Снежана встала, оставив на столе деньги за кофе.
— Я еду к себе. К родителям. Подумаю... о нас.
Прошло две недели
Снежана жила у родителей в Бутово, ходила на работу в медицинский центр, где была администратором, и старалась не думать о Ярославе. Он звонил каждый день — она не брала трубку. Писал сообщения — она читала, но не отвечала.
А потом позвонила мать Ярослава.
— Снежана, мне нужно с тобой встретиться.

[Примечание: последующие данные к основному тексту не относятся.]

PR #740, opened 2023-11-20
CNFT2-1425-numeric-special-characters-fix-page-name

alaapbharadwaj:
## Description

Entering a full string of numbers and special characters as a Page name are accepted when clicking Create Page.

## Tickets

* [CNFT2-1425](https://cdc-nbs.atlassian.net/browse/CNFT2-1425)

## Steps to verify

2. Then click on Create new page
3. Scroll down to page name and verify only some special character work and not all

[CNFT2-1425]: https://cdc-nbs.atlassian.net/browse/CNFT2-1425?atlOrigin=eyJpIjoiNWRkNTljNzYxNjVmNDY3MDlhMDU5Y2ZhYzA5YTRkZjUiLCJwIjoiZ2l0aHViLWNvbS1KU1cifQ


apps/modernization-ui/src/apps/page-builder/pages/AddNewPage/AddNewPageFields.tsx
```diff
@@ -50,12 +51,16 @@ export const AddNewPageFields = (props: AddNewPageFieldProps) => {
...
+                rules={{
+                    required: { value: true, message: 'Name is required.' },
+                    ...validPageNameRule
+                }}
                 render={({ field: { onChange, value }, fieldState: { error } }) => (
                     <Input
                         onChange={onChange}
                         defaultValue={value}
                         label="Page name"
+                        className="pageName"
```
mpeels, line 63: Issue: You will need to pass the `onBlur` callback into the Input so that the validation will trigger when the user tabs away from the input.

```typescript
 render={({ field: { onChange, onBlur, value }, fieldState: { error } }) => (
                    <Input
                        onBlur={onBlur}
                        onChange={onChange}
                        defaultValue={value}


```

apps/modernization-ui/src/validation/entry/validPageNameRule.ts
```diff
@@ -0,0 +1,14 @@
+import { maxLengthRule } from './maxLengthRule';
+
+/**
+ * Creates a standardized react-hook-form rule for the entry of name values.
+ */
+const validPageNameRule = {
+    ...maxLengthRule(),
+    pattern: {
+        value: /^[\w*()_+\-=;:/.,\d\s]+$/gm,
+        message: 'Only alphabets, digits, and some special character allowed such as ( ) _ + - = ; : / . ,'
```
mpeels, line 10: Nit/question (non-blocking): what do you think about: `Valid characters are A-Z, a-z, 0-9, or ()_+-=;:/.,`

apps/modernization-ui/src/validation/entry/validPageNameRule.ts
```diff
@@ -0,0 +1,14 @@
+import { maxLengthRule } from './maxLengthRule';
+
+/**
+ * Creates a standardized react-hook-form rule for the entry of name values.
+ */
+const validPageNameRule = {
+    ...maxLengthRule(),
+    pattern: {
+        value: /^[\w*()_+\-=;:/.,\d\s]+$/gm,
```
mpeels, line 9: Suggestion: i think this can be simplified slightly.
`\d` is equivalent to [0-9]
`\w` is equal to:  letters (A–Z, a–z), numbers (0–9), and underscore (_). [source](https://developer.mozilla.org/en-US/docs/Web/JavaScript/Reference/Regular_expressions/Character_class_escape#w).

So using both `\w` and `\d` is redundant. And `\w` includes underscore.

With that we could update the regex to be: `\w*()+\-=;:/.,\s`

mpeels (changes requested):

mpeels:
Issue: it also appears the `Create Page` button is not being disabled when the validation fails. May take a little digging to get this to work.

image

mpeels (approved):
🌟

Срочно.
Голос был странный — не холодный, как обычно, а какой-то растерянный.
Они встретились в кафе «Прайм» около метро «Новокузнецкая». Наталья Петровна сидела за столиком у стены, и Снежана не сразу узнала её — свекровь выглядела осунувшейся, постаревшей.
— Садись, пожалуйста, — Наталья Петровна кивнула на стул напротив. — Я... я должна тебе кое-что сказать.

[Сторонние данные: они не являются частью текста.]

PR #744, opened 2023-11-21
CNFT2-1460 Persist page size and pagination on pages library

rkrusselenq:
## Description

Previously we added query params to track page number, this PR adds the same functionality for the page size, but also moves it to the range toggle so that all tables with pagination will have this functionality.

## Tickets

Снежана села, не снимая пальто.
— Кольцо нашлось, — свекровь говорила тихо, не поднимая глаз. — Яна... призналась. Она его спрятала. Специально. Чтобы обвинить тебя.
Тишина. Где-то играла музыка, официанты сновали между столиками, но Снежана слышала только стук собственного сердца.
— Зачем? — она выдавила из себя.
— Она... завидовала тебе. — Наталья Петровна наконец подняла глаза, и в них было что-то похожее на стыд. — Завидовала, что Ярослав тебя любит. Что у вас всё хорошо, а у неё... Максим ушёл. На прошлой неделе. Сказал, что устал от её характера. И она... сорвалась.
— И что теперь?
— Она уехала. В Сочи, к подруге. Не знаю, когда вернётся. — Свекровь замолчала, потом добавила: — Я неправильно её воспитала. Избаловала. Прощала всё, покрывала. Думала, что защищаю, а на самом деле... сделала из неё монстра.
Снежана молчала. Внутри бурлило что-то тяжёлое, болезненное — но не победное. Ей не хотелось торжествовать.
— Прости меня, — Наталья Петровна протянула руку через стол. — Я была слепа. И несправедлива к тебе.
Вечером Снежана вернулась домой — в ту квартиру на Преображенке, где они с Ярославом снимали однушку. Он был там, сидел на диване, и когда она вошла, вскочил.
— Мама рассказала? — спросил он.
— Рассказала.
— Снеж, прости меня. Я... я должен был защищать тебя. Всегда. А я...
Она подошла, обняла его, и он прижал её к себе так крепко, словно боялся отпустить.
— Больше никогда, — прошептала она ему в плечо. — Если ещё раз встанешь на её сторону...
— Не встану. Обещаю.
И она поверила. Потому что в его голосе, в его руках чувствовалось что-то новое — решимость, твёрдость. Он наконец повзрослел.
А Яна... Снежана узнала о ней случайно, месяцев через пять. Подруга прислала ссылку на статью в новостях: скандал в одной из клиник пластической хирургии, неудачная операция, судебное разбирательство. И там — фотография Яны, только теперь её лицо было другим, искажённым, с синяками и отёками. Она пыталась сделать себе скулы, как у модели, и хирург ошибся.
Снежана закрыла статью. Не было ни злорадства, ни жалости — только пустота. Жизнь сама расставила всё по местам, без её участия. И это, наверное, было правильно.